[EXTRACTED INFORMATION — start]

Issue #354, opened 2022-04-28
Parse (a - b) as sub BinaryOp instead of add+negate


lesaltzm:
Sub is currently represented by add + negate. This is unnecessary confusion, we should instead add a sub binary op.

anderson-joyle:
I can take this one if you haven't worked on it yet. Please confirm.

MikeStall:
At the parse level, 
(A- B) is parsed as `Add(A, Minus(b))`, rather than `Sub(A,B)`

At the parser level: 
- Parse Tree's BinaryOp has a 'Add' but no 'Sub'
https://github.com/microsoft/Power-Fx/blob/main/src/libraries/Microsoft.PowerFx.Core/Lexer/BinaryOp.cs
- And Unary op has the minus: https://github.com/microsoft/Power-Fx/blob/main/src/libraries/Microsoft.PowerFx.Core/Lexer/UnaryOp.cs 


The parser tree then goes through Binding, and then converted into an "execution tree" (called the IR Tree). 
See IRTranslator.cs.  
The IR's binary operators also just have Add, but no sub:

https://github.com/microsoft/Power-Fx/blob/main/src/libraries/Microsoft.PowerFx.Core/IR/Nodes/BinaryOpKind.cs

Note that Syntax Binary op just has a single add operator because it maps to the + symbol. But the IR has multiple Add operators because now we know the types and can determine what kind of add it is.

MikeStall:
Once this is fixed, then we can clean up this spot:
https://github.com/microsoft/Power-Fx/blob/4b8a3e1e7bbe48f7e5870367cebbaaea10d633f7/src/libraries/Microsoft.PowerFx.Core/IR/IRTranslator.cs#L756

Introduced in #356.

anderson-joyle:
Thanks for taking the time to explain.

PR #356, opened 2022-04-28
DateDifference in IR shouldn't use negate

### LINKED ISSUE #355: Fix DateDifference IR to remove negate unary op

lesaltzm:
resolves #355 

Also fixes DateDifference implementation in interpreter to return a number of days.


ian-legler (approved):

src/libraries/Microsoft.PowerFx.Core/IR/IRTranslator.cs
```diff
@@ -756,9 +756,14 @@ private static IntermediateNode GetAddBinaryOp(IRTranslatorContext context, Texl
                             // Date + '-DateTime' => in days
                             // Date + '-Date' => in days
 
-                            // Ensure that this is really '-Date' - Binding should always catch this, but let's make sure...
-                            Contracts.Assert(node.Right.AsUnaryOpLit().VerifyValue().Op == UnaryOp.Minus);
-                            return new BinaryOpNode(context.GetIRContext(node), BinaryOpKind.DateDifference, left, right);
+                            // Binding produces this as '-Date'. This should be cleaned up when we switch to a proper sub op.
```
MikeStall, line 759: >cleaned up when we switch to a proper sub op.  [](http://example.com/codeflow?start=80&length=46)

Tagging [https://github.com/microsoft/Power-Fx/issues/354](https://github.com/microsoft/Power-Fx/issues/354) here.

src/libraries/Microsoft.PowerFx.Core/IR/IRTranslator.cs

[EXTRACTED INFORMATION — finish]
[EXTRACTED INFORMATION — start]

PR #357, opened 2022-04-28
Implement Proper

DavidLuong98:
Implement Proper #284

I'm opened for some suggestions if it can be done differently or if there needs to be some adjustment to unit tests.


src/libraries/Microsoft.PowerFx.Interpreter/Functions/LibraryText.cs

[EXTRACTED INFORMATION — finish]

# ACTION ITEM:
Identify the lines of the entries containing the string "then". Copy each such line.

# WRITTEN ANSWER:
The parser tree then goes through Binding, and then converted into an "execution tree" (called the IR Tree). 
Once this is fixed, then we can clean up this spot:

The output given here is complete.